Random sampling is a process where everyone gets an identification number (and an equal chance to be selected), sequentially; so 1- 100. Then find a random number table; usually found in statistic books in the back. Close your eyes and let your hand drop onto a number. Let’s say that number is 56997. You know you need numbers between 1 and 100 and you will need (according to Dillman) for a 95% confidence level with a plus or minus 3% margin of error and a 50/50 split at least 92 cases (participants) OR if you want an 80/20 split, you will need 87 cases (participants). So you look at the number and decide which two digit number you will select (56, 69, 99, 0r 97). That is your first number. Let us say you chose 99 that is the third two digit number found in the above random number (56 and 69 being the first two). So participant 99 will be on the randomly selected (random sampling) list. Now you can go down the list, up the list, to the left or the right of the list and identify the next two digit number in the same position. For this example, using the random numbers table from my old Minium (for which I couldn’t find a picture since it is OLD) stat book (the table was copied from the Rand Corporation, A million random digits with 100,000 normal deviates, Glencoe, IL: The Free Press, 1955), the number going right is 41534, I would choose participant number 53. Continuing right, with the number 01953, I would choose participant number 95,  etc. If you come across a number that you have already chosen, go to the next number. Do this process until you get the required number of cases (either 92 or 87). You can select fewer if you want a 10% plus or minus margin of error (49, 38) or a 5% plus or minus margin of error (80, 71). (I always go for the least margin of error, though.) Once you have identified the required number, drafted the survey, and secured IRB approval, you can send out the survey. We will talk about response rates next week.
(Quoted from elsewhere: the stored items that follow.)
PR #848, opened 2020-05-11
Fix TypeError: a bytes-like objectis required, not'str’ (fixes #840)

### LINKED ISSUE #840: Stepconf broken in master with python2
build_ini.py has on line 38:
importlib.reload(sys)

Which seems is python3 only

In stepconf.py line 53 there is:
reload(sys)

Would that be python2 only?

changing the build-ini.py to reload(sys) fixes things in python2

I'm actually not not sure of the python version policy for master are we supporting both or transitioning to python3 only?

dwrobel:
Fixes the following exceptions:

For python3:
  File "/home/sw/projects/machinekit/linuxcnc/lib/python/stepconf/pages.py", line 91, in on_button_fwd_clicked
    self['%s_finish'%name]()
  File " fhome/sw/projects/machinekit/linuxcnc/lib/python/stepconf/pages.py", line 881, in finished_finish
    self.a.buid_config()
  File "/home/sw/projects/machinekit/linuxcnc/bin/stepconf”, line 795, in buid_config
    self.d.save(base)
  File "/home/sw/projects/machinekit/linuxcnc/bin/stepcont", line 680, in save
    d.writexml(open((filename, "wb"), addindent=" ", newl="\n")
  File "/usr/lib/python3.7/xml/dom/minidom.py", line 1791, in writexml
    writer.write('<?xml version="1.0" ?>'+newl)
  TypeError: a bytes-like objectis required, not'str’

Above generates empty ~/.stepconf-preferences which in turns triggers the next exception
(applicable for both python2/3):

  File "/home/sw/projects/machinekit/linuxcnc/bin/stepconf", line 1576, in <module>
    app = StepconfApp(False)
  File "/home/sw/projects/machinekit/linuxcnc/bin/stepconf", line 770, in __init__
    self.d.load_preferences()
  File "/home/sw/projects/machinekit/linuxcnc/bin/stepconf", line 515, in load_preferences
    d = xml.dom.minidom.parse(open(filename, "r"))
  File "/usr/lib64/python2.7/xml/dom/minidom.py", line 1918, in parse
    return expatbuilder.parse(file)
  File "/usr/lib64/python2.7/xml/dom/expatbuilder.py", line 928, in parse
    result = builder.parseFile(file)
  File "/usr/lib64/python2.7/xml/dom/expatbuilder.py", line 211, in parseFile
    parser.Parse("", True)
xml.parsers.expat.ExpatError: no element found: line 1, column 0

For the last one the warning-dialog is now diplayed depicting the problem to the user.

### DIFF
--- a/src/emc/usr_intf/stepconf/stepconf.py
+++ b/src/emc/usr_intf/stepconf/stepconf.py
@@ -1,4 +1,4 @@
-#!/usr/bin/env python
+#!/usr/bin/env linuxcnc-python
 # -*- encoding: utf-8 -*-
 #
 #    This is stepconf, a graphical configuration editor for LinuxCNC
@@ -49,6 +49,11 @@ import hal
 import shutil
 import time
 from multifilebuilder_gtk3 import MultiFileBuilder
+
+try:
+    from defusedexpat import pyexpat as expat
+except ImportError:
+    from xml.parsers import expat
 
 if sys.version_info[0] == 3:
     import subprocess
@@ -512,7 +517,7 @@ class Data:
         filename = os.path.expanduser("~/.stepconf-preferences")
         if os.path.exists(filename):
             version = 0.0
-            d = xml.dom.minidom.parse(open(filename, "r"))
+            d = xml.dom.minidom.parse(open(filename, "rt"))
             for n in d.getElementsByTagName("property"):
                 name = n.getAttribute("name")
                 text = n.getAttribute('value')
@@ -577,7 +582,7 @@ class Data:
         n2.setAttribute('name', "machinename")
         n2.setAttribute('value', str("%s"%self.machinename))
 
-        d2.writexml(open(filename, "wb"), addindent="  ", newl="\n")
+        d2.writexml(open(filename, "wt"), addindent="  ", newl="\n")
 
     def load(self, filename, app=None, force=False):
         def str2bool(s):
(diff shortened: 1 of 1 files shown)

The question of surveys came up the other day. Again.

I got a query from a fellow faculty member and a query from the readership. (No not a comment; just a query–although I now may be able to figure out why the comments don’t work.)

So surveys; a major part of evaluation work. (My go-to book on surveys is Dillman’s 3rd edition 698685_cover.indd; I understand there is a 4th edition coming later this year.9781118456149.pdf )

After getting a copy of Dillman for your desk, This is what I suggest: Start with what you want to know.

This may be in the form of statements or questions. If the result is complicated, see if you can simplify it by breaking it into more than one statement or question. Recently, I  got a “what we want to know” in the form of complicated research questions. I’m not sure that the resulting survey questions answered the research questions because of the complexity. (I’ll have to look at the research questions and the survey questions side by side to see.) Multiple simple statements/questions are easier to match to your survey questions, easier to see if you have survey questions that answer what you want to know. Remember: if you will not use the answer (data), don’t ask the question. Less can actually be more, in this case, and just because it would be interesting to know doesn’t mean the data will answer your “what you want to know” question.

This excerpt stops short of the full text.